Segment Start: Materials provided
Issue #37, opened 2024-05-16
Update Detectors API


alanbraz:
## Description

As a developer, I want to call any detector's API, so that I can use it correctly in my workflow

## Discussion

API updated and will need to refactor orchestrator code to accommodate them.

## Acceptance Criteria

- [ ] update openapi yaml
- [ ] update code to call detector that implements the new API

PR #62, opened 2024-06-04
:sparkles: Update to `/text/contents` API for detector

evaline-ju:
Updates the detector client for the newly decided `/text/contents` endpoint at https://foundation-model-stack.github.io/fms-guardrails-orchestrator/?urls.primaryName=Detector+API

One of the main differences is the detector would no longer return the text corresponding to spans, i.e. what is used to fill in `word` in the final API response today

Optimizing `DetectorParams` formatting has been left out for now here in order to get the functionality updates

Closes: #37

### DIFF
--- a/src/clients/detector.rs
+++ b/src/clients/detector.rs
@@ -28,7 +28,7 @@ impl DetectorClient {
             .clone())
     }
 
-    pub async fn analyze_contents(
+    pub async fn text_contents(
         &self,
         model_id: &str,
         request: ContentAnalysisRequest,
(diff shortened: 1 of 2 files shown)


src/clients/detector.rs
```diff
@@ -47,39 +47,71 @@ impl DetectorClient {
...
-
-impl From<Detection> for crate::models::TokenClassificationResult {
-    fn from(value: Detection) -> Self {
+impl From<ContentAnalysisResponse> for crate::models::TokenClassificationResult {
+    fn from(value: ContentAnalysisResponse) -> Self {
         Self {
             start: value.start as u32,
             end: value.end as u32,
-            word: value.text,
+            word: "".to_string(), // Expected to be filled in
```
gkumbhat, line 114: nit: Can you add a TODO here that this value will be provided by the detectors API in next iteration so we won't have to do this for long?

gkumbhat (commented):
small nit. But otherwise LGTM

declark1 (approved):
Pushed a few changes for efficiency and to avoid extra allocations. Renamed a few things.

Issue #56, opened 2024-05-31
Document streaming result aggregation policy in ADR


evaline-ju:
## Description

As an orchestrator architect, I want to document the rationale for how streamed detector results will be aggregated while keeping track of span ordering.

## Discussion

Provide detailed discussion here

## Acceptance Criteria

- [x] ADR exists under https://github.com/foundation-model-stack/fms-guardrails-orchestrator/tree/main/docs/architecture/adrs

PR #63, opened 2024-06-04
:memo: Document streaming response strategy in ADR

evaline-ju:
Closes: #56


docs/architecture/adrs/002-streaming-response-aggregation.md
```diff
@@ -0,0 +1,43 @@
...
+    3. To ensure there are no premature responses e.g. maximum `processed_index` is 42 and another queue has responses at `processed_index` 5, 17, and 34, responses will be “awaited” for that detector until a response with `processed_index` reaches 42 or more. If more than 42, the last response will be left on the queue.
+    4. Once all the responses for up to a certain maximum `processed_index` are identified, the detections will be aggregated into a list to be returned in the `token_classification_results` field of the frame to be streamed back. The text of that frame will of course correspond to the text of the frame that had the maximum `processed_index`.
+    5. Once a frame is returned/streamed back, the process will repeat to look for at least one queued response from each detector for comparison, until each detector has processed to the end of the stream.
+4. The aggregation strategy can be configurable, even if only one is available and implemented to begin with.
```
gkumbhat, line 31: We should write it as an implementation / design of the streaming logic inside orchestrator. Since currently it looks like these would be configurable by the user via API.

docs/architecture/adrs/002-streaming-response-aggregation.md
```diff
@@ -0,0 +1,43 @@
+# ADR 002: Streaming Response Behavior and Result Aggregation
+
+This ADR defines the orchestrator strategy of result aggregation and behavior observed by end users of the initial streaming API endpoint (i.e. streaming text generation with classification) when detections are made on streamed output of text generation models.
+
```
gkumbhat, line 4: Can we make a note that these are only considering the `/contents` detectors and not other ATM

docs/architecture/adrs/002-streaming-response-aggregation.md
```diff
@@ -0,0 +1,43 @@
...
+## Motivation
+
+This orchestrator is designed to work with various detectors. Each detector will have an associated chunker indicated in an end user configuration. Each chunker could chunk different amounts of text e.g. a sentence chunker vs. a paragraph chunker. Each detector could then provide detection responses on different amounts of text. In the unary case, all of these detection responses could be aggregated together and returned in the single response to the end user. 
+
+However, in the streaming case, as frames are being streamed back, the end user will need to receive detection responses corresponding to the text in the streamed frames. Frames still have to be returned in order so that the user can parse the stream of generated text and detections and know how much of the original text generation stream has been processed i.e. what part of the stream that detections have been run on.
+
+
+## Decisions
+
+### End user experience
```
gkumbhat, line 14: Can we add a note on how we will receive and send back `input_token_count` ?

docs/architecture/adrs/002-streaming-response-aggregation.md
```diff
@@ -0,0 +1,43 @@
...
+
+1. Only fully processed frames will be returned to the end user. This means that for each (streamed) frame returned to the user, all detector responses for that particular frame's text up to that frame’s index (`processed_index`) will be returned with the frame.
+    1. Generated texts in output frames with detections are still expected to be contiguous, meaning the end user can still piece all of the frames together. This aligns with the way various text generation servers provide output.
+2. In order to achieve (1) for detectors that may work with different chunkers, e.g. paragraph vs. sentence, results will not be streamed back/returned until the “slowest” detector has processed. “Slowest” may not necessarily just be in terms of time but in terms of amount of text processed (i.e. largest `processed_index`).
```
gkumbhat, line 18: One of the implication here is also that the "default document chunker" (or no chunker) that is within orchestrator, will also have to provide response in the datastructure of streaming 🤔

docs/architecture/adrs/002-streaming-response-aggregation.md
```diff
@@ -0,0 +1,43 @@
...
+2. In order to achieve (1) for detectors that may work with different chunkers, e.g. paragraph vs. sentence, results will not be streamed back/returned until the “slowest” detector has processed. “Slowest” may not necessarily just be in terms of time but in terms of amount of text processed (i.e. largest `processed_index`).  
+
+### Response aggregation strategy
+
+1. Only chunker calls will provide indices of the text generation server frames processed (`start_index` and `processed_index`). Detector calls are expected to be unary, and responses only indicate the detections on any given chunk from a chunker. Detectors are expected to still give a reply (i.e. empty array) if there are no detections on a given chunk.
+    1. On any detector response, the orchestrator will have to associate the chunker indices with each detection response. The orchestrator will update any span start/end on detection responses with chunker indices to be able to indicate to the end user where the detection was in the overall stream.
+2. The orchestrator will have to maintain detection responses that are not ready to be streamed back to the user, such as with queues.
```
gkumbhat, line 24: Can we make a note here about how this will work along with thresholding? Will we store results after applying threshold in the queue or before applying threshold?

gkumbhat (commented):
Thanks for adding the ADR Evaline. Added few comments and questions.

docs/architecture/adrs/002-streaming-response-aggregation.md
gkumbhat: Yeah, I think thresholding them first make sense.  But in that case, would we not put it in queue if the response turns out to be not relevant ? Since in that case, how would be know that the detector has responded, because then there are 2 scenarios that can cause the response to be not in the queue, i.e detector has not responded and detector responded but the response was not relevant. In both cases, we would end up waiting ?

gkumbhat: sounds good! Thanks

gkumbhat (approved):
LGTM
Segment End: Materials provided
Segment Start: Materials provided
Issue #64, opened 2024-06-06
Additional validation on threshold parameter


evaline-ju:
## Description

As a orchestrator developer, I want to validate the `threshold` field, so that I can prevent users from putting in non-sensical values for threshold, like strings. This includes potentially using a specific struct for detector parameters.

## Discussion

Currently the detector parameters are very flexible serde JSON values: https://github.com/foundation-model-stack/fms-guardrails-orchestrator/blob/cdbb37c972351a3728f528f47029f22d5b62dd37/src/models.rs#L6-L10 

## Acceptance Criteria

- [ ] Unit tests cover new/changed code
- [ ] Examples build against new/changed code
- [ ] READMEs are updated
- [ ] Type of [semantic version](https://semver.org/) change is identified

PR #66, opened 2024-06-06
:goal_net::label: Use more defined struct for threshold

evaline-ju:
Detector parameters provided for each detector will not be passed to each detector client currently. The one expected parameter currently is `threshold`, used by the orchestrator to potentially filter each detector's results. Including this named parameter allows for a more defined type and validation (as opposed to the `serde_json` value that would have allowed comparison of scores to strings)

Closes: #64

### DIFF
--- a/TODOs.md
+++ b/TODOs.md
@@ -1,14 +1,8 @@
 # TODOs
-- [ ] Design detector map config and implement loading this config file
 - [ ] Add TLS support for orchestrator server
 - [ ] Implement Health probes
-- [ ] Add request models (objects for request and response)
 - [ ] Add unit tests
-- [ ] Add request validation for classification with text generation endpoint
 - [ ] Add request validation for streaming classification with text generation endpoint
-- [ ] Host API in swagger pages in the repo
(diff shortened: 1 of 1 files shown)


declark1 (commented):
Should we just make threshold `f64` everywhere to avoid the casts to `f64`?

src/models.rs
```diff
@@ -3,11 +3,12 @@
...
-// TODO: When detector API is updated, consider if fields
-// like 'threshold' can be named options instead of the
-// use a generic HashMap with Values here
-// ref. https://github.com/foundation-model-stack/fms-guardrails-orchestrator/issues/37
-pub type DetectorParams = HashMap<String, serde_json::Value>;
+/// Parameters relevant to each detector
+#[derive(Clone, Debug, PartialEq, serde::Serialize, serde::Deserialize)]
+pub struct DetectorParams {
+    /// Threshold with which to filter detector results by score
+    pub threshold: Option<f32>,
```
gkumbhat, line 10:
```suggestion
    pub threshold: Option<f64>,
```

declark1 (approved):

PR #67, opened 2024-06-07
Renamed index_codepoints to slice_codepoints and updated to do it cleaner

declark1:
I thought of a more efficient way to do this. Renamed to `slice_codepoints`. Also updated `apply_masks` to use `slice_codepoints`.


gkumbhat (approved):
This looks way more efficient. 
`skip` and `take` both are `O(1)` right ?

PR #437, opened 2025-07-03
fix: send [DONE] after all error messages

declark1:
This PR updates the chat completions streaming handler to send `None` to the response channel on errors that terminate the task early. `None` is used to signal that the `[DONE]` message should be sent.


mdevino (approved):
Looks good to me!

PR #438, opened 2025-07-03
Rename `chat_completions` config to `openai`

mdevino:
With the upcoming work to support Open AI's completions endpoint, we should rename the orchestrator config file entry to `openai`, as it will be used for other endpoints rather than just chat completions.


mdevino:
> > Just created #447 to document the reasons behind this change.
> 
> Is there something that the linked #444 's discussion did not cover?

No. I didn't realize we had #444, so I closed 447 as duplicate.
Segment End: Materials provided
Segment Start: Materials provided
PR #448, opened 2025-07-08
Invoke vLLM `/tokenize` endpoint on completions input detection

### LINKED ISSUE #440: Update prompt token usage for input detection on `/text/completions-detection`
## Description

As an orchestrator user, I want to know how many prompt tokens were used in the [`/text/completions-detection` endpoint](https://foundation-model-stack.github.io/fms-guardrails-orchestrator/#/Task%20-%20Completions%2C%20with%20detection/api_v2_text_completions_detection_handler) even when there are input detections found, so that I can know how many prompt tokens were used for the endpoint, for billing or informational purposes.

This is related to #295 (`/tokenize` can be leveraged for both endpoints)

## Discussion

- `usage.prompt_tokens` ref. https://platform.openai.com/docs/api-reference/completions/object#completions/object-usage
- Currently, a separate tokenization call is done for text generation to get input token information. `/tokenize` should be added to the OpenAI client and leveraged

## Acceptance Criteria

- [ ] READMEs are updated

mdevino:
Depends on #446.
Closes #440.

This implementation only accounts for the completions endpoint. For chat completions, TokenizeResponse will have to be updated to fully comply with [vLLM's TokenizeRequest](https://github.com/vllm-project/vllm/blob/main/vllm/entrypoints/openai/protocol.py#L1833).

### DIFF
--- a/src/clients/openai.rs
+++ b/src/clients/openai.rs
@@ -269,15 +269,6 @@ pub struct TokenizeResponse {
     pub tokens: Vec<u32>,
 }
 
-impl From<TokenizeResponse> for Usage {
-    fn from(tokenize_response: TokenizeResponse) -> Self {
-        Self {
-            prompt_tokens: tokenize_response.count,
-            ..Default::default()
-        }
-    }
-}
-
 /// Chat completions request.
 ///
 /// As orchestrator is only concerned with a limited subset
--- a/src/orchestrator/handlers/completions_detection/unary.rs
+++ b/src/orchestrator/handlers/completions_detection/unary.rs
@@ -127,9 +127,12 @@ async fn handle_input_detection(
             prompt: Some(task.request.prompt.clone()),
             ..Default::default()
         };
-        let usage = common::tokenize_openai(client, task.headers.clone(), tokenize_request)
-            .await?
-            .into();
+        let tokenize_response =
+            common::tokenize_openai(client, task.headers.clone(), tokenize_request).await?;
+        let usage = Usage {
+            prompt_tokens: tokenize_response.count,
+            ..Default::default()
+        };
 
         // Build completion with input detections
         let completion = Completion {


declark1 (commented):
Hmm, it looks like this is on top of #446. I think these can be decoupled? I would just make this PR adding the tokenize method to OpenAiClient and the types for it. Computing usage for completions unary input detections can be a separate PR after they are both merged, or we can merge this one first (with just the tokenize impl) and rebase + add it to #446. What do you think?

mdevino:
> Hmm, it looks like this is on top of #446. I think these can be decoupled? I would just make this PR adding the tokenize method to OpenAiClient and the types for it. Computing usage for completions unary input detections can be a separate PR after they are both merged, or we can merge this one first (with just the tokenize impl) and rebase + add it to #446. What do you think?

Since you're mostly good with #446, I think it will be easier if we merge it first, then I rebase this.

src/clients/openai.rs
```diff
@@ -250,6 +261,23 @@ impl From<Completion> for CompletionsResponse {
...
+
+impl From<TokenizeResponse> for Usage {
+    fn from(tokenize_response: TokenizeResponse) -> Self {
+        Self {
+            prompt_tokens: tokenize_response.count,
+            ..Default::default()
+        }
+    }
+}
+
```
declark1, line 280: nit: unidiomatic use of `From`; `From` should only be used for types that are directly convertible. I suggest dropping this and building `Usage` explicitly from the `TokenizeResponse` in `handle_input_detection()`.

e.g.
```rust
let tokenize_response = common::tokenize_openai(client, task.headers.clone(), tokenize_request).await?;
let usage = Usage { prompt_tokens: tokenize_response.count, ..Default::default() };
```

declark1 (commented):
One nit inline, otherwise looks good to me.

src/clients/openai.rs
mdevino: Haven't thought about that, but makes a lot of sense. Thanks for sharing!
Segment End: Materials provided
* _Assignment_
Taking the entries above, print exactly the lines starting at the line with "Issue #37, opened 2024-05-16" and ending at the line with "- [ ] update openapi yaml", both included.

* _Exercise response_
Issue #37, opened 2024-05-16
Update Detectors API


alanbraz:
## Description

As a developer, I want to call any detector's API, so that I can use it correctly in my workflow

## Discussion

API updated and will need to refactor orchestrator code to accommodate them.

## Acceptance Criteria

- [ ] update openapi yaml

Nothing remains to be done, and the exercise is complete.